- **WHAT IS NEEDED**
Go through the lines below. Copy those with "destination".

- **PROVIDED DATA**
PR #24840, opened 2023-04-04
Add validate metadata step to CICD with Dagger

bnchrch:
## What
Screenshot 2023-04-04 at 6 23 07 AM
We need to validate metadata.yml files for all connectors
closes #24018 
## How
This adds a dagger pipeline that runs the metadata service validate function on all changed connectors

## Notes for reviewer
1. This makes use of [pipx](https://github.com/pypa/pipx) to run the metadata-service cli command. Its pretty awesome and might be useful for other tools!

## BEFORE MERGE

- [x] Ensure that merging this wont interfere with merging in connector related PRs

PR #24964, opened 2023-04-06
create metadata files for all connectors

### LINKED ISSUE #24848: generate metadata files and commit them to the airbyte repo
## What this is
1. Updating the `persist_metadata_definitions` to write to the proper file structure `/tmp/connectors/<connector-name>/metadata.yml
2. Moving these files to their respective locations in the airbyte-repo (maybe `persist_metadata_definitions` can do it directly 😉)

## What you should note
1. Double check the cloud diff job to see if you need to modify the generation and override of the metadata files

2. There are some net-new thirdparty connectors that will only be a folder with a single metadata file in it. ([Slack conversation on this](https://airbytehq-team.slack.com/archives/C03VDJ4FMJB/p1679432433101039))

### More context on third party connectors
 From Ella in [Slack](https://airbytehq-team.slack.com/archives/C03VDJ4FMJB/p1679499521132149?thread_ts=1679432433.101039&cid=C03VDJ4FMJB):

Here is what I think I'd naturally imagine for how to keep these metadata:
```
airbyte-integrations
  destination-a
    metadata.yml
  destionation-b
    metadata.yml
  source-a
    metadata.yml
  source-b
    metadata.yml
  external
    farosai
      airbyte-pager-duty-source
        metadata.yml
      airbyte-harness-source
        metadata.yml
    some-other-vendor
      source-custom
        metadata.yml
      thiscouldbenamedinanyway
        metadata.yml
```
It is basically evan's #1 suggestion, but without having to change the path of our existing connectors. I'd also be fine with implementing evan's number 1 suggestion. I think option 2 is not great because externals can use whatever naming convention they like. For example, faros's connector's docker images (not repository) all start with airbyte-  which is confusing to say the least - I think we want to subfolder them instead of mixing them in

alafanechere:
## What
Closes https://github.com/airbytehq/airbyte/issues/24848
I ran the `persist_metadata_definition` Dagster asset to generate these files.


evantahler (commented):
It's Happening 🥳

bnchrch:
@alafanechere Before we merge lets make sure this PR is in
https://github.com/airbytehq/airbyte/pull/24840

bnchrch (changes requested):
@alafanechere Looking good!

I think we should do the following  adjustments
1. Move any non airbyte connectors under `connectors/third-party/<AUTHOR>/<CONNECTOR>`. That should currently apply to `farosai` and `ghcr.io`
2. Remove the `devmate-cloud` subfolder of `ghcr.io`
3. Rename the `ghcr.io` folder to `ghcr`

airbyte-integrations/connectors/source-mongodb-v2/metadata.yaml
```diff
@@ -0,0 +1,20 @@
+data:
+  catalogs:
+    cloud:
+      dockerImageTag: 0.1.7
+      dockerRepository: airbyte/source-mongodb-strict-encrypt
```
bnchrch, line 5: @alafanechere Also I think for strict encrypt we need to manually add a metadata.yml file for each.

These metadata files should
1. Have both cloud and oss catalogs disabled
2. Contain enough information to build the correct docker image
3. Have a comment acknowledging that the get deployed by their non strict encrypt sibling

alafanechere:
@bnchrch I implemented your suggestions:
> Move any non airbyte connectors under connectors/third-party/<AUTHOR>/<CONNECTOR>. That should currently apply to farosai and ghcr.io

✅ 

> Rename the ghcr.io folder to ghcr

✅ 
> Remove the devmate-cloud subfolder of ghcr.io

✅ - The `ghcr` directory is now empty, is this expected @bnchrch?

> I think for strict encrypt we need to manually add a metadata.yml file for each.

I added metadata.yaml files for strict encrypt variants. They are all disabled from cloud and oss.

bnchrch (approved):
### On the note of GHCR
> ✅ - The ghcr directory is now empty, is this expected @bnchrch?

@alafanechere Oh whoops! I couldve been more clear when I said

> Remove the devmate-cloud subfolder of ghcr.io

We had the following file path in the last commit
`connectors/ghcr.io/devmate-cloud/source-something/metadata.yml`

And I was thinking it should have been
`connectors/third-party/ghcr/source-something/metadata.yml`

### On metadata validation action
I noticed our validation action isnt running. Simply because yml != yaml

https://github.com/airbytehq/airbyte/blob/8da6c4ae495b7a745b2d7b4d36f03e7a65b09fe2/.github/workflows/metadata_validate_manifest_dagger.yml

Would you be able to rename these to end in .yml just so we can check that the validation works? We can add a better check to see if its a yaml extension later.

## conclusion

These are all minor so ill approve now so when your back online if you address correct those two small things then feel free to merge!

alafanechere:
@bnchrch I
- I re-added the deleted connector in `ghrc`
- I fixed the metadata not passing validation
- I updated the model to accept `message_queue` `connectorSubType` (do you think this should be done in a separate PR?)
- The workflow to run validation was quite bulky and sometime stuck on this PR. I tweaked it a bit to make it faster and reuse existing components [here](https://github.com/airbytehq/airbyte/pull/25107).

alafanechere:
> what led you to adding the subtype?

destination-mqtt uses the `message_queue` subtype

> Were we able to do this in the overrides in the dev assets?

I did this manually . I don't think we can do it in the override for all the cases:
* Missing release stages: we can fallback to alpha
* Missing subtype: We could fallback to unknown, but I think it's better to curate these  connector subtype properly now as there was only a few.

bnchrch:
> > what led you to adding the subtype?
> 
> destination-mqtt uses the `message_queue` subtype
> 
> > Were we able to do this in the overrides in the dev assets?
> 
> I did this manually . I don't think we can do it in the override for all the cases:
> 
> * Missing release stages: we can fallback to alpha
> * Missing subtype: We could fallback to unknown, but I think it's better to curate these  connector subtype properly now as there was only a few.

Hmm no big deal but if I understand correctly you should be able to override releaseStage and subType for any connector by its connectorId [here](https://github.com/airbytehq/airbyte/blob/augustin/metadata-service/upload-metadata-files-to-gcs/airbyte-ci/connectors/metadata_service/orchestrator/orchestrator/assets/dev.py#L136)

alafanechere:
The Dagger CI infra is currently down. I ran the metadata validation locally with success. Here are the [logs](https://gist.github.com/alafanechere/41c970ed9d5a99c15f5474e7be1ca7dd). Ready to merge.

- **RESULT**
  destination-a
destination-mqtt uses the `message_queue` subtype
> destination-mqtt uses the `message_queue` subtype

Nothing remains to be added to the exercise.